- IATA: TDD; ICAO: SLTR;

Summary
- Airport type: Public/General
- Serves: Trinidad
- Location: Trinidad, Bolivia
- Elevation AMSL: 509 ft (155 m)
- Coordinates: 14°49′15″S 64°55′00″W﻿ / ﻿14.82083°S 64.91667°W

Map
- TDD Location of airport in Bolivia

Runways
| Direction | Length |  | Surface |
| m | ft |
| 14/32 | 2,400 | 7,874 | Paved |

Statistics (2023)
- Passengers: 371,138
- Sources: GCM

= Teniente Jorge Henrich Arauz Airport =

Airport in Trinidad, Bolivia

Teniente Jorge Henrich Arauz Airport is an airport serving the city of Trinidad, Bolivia. It is the main airport and gateway to the Bolivian section of the Amazon basin.

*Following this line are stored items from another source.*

PR #3, opened 2021-03-08
Fix topic bridge less operator

jacobperron:
The first commit fixes a bug: f6dedb6
The second commit refactors the less-than logic as an operator of the struct: 40a4ffd

### DIFF
--- a/src/domain_bridge/topic_bridge.hpp
+++ b/src/domain_bridge/topic_bridge.hpp
@@ -58,20 +58,20 @@ struct TopicBridge
     if (from_domain_id < other.from_domain_id) {
       return true;
     }
-    if (from_domain_id != other.from_domain_id) {
+    if (from_domain_id > other.from_domain_id) {
       return false;
     }
     if (to_domain_id < other.to_domain_id) {
       return true;
     }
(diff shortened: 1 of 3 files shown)


src/domain_bridge/topic_bridge.hpp
```diff
@@ -45,27 +45,37 @@ struct TopicBridge
...
     }
-    if (lhs.to_domain_id < rhs.to_domain_id) {
+    if (from_domain_id != other.from_domain_id) {
+      return false;
+    }
+    if (to_domain_id < other.to_domain_id) {
       return true;
     }
-    if (lhs.topic_name.compare(rhs.topic_name) < 0) {
+    if (to_domain_id != other.to_domain_id) {
```
mjeronimo, line 67: For clarity, I would've used ">" here; it maintains the consistency with the less than instead of switching gears to !=.

mjeronimo (approved):

src/domain_bridge/topic_bridge.hpp
jacobperron: Sounds good to me: 37f1288

PR #4, opened 2021-03-09
Support for configuring domain bridge with YAML

jacobperron:
This PR adds a new free function for creating and configuring the bridge from a YAML file.

In order to facilitate testing, a new API for getting a list of bridged topics was also added.

This PR also bumps the required version of C++ to C++17 to take advantage of the filesystem utility. Alternatively, we could fall back to `rcpputils` if C++17 turns out to be an issue.


src/domain_bridge/domain_bridge_from_yaml.cpp
```diff
@@ -0,0 +1,75 @@
...
+#include <string>
+
+#include "domain_bridge/domain_bridge.hpp"
+#include "domain_bridge/domain_bridge_from_yaml.hpp"
+#include "domain_bridge/domain_bridge_options.hpp"
+
+namespace domain_bridge
+{
+
+std::unique_ptr<DomainBridge> domain_bridge_from_yaml(std::string file_path)
```
ivanpauno, line 28: Some suggestions about the API, feel free to ignore them:

- Why returning an `std::unique_ptr<>`? Returning a `DomainBridge` directly sounds better to me.
  You might need to define a move constructor/assignment operator (`= default` will be fine).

==Airlines and destinations==

| Airlines | Destinations |
|---|---|
| Boliviana de Aviacion | Cochabamba, La Paz, Santa Cruz de la Sierra–Viru Viru |
| EcoJet | Cobija, Cochabamba, Guayaramerín, La Paz, Riberalta, Santa Cruz de la Sierra–Viru Viru |

==Accidents and incidents==
- On 19 April 1968, Douglas VC-47D CP-734 of Lloyd Aéreo Boliviano crashed on take-off.
- On 1 February 2008, Boeing 727 CP-2429 of Lloyd Aéreo Boliviano landed 4.2 km short of the runway due to fuel exhaustion.
- On 6 September 2011, Aerocon Flight 238, operated by Swearingen SA.227BC Metroliner III CP-2548 crashed on approach, killing eight of the nine people on board.